Mapping the Atari
- First edition
- Author: Ian Chadwick
- Language: English
- Subject: Atari 8-bit
- Publisher: COMPUTE! Books
- Publication date: 1983, 1985
- Publication place: United States
- ISBN: 0-87455-004-1
- OCLC: 13271042
- Dewey Decimal: 005.265 19
- LC Class: QA76.8.A82 C424 1985

= Mapping the Atari =

Instructional publication

Mapping the Atari, written by Ian Chadwick and published by COMPUTE! Books in 1983, is an address-by-address explanation of the memory layout of the Atari 8-bit computers. The introduction is by Optimized Systems Software co-founder Bill Wilkinson.

The book covers the 64K address space of the system's 6502 processor from low to high, including addresses used by the operating system or mapped to hardware registers, as well as how to use them. For example, location 756 (2F4) CHBAS contains the starting memory address that tells ANTIC where to find the character set. The author explains how to use this feature to build custom character sets.

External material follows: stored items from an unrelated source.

PR #121, opened 2021-12-23
Validation error of CUSTOM_SQL_STATEMENT without custom parameter

pbalm:
Currently a rule of type CUSTOM_SQL_STATEMENT cannot be used if it has no custom SQL parameters, because the validation fails. The error is:

```
ValueError: Failed to resolve Rule Binding ID 'UNIQUENESS' with error:
Failed to resolve rule_id 'UNIQUE' in rule_binding_id 'UNIQUENESS' with error:
'NoneType' object is not subscriptable
```

This PR fixes the problem and adds a test.

Note that if `params` is a dict containing a key `rule_binding_arguments` with a value of `None`, then `params.get('rule_binding_arguments', {})` will not return an empty dict, but None.

### DIFF
--- a/clouddq/classes/rule_type.py
+++ b/clouddq/classes/rule_type.py
@@ -120,9 +120,11 @@ def to_sql_custom_sql_statement(params: dict) -> Template:
                     f"custom_sql_arguments '{argument}' not found in "
                     f"input parameters:\n {params}"
                 )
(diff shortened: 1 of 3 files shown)


thinhha (approved):
LGTM - thanks Paul!

PR #124, opened 2022-01-05
allow parametrization of CUSTOM_SQL_EXPR rules

thinhha:


clouddq/classes/rule_type.py
```diff
@@ -84,6 +84,26 @@ def to_sql_custom_sql_expr(params: dict) -> Template:
         f"'custom_sql_expr' in 'params'.\n"
         f"Current value: {custom_sql_expr}",
     )
+    custom_sql_arguments = params.get("custom_sql_arguments", "")
+    if custom_sql_arguments:
+        for argument in custom_sql_arguments:
+            if f"${argument}" not in custom_sql_expr:
+                raise ValueError(
```
andrew-ii, line 91: Should this be error or warning? Not used parameters might indicate something is not as intended but not necessarily be a fatal problem (similar to non-used function parameters in mainstream languages)

tests/resources/expected_configs.json
```diff
@@ -88,6 +94,7 @@
       "NOT_NULL_SIMPLE",
       "REGEX_VALID_EMAIL",
       "CUSTOM_SQL_LENGTH_LE_30",
+      {"CUSTOM_SQL_LENGTH_LE_PARAMETRIZED": {"upper_bound": 0}},
```
andrew-ii, line 97: I might be misunderstanding this, but shouldn't the parameter AST be `{"upper_bound": 30}` to match `tests/resources/dq_rules_configs.yml`?

tests/resources/test_render_run_dq_main_sql_expected.sql
```diff
@@ -125,6 +125,33 @@ SELECT
...
+    'CUSTOM_SQL_LENGTH_LE_PARAMETRIZED' AS rule_id,
+    
+    '<your_gcp_project_id>.<your_bigquery_dataset_id>.contact_details' AS table_id,
+    'value' AS column_id,
+    data.value AS column_value,
+    CAST(NULL AS STRING) AS dimension,
+    CASE
+
+      WHEN value IS NULL THEN CAST(NULL AS BOOLEAN)
+      WHEN LENGTH( value ) <= 0 THEN TRUE
```
andrew-ii, line 141: same comment here, should it not be `WHEN LENGTH( value ) <= 30`?

clouddq/classes/rule_type.py
hejnal: It's an interesting question. I think if no error is thrown (but rather warning) there's risk of leaving behind a hardcoded parameter. It can happen that while developing rules (and testing them directly in the query engine) and then passing them to the yaml file, there's a risk of keeping the hardcoded parameters, so a failure (e.g. when tests) might be a desirable. But I can see the other point of, not being so conservative and letting the execution go.

In any case, the same should apply to CUSTOM_SQL_EXPRESSION.

clouddq/classes/rule_type.py
```diff
@@ -112,13 +132,13 @@ def to_sql_custom_sql_statement(params: dict) -> Template:
                 raise ValueError(
                     f"RuleType: {RuleType.CUSTOM_SQL_STATEMENT} "
                     f"custom_sql_arguments '${argument}' not found in "
-                    f"custom_sql_statement:\n {custom_sql_statement}"
+                    f"custom_sql_statement:\n {pformat(custom_sql_statement)}"
                 )
-            if not params.get("rule_binding_arguments", {}).get(argument, None):
+            if params.get("rule_binding_arguments", {}).get(argument, None) is None:
```
hejnal, line 137: Very helpful bugfix (I came across this issue recently). Shouldn't it have a unit test case, e.g. with 
param_value=0, param_value="", param_value= 
?

tests/resources/expected_configs.json
hejnal: +1

thinhha: I wanted to have a different test for 0 valued arguments. This resource is part of is a unit test. The `dq_rules_configs.yml` file is part of a integration test so there I wanted it to match the output of a non-parametrized rule.

tests/resources/test_render_run_dq_main_sql_expected.sql
thinhha: I wanted to have a different test for 0 valued arguments. This resource is part of is a unit test. The `dq_rules_configs.yml` file is part of a integration test so there I wanted it to match the output of a non-parametrized rule.

clouddq/classes/rule_type.py
thinhha: see above :)

tests/unit/test_classes.py
```diff
@@ -299,6 +299,23 @@ def test_rule_type_custom_to_sql(self):
...
+        """ """
+        params = {
+            "custom_sql_expr": "length(column_name) < $upper_bound and length(column_name) > $lower_bound",
+            "custom_sql_arguments": [
+                "upper_bound",
+                "lower_bound",
+            ],
+            "rule_binding_arguments": {
+                "upper_bound": 10,
+                "lower_bound": 0,
```
thinhha, line 312: @hejnal see the unit test here

clouddq/classes/rule_type.py
thinhha: I would rather be strict here to avoid confusions. We can easily relax restrictions in the future, but we cannot as easily add restrictions that did not exist before.

When we look at adding curried parameters we can relax this.

tests/unit/test_classes.py
hejnal: great, cheers!

clouddq/classes/rule_type.py
hejnal: This works for me.

hejnal:
LGTM, Approved

hejnal (approved):
Thanks for the extra comments, and unit test. LGTM

clouddq/classes/rule_type.py
andrew-ii: agree we can relax later as a non-breaking change so let's go ahead with a warning here 👍

tests/resources/expected_configs.json
andrew-ii: sounds good

PR #126, opened 2022-01-10
Dataproc image version upgrade

hejnal:
Upgrading to a recent minor version of dataproc image not impacted by log4j 2 vulnerability.

More details: https://cloud.google.com/dataproc/docs/concepts/versioning/dataproc-release-2.0


hejnal:
> In which case maybe it would be better to leave it as `2.0-ubuntu18` so users will always end up using the latest sub-minor version?

It's great you found that reference, I was suspecting that this might be the case. It's better to leave it than as it is. 

Cheers!

hejnal:
closing the PR, as not implemented (works as intended)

An updated version covering changes to the operating system and newer machines like the 130XE followed in 1985. Antic magazine serialized the book in 1989 and 1990.

==Reception==
The Addison-Wesley Book of Atari Software 1984 recommended Mapping the Atari, calling it "the most valuable reference book for machine language programmers". Joe Decuir recommended the book to software developers, along with De Re Atari, "when you're trying to figure out where everything is". Antic introduced the serialized version of the book as follows:

Ian Chadwick's "Mapping The Atari" has been one of the core references for Atari 8-bit programmers since the first edition was published in 1983... But it is much more than that. It is a virtual encyclopedia of indispensable information about the inner workings of the Atari.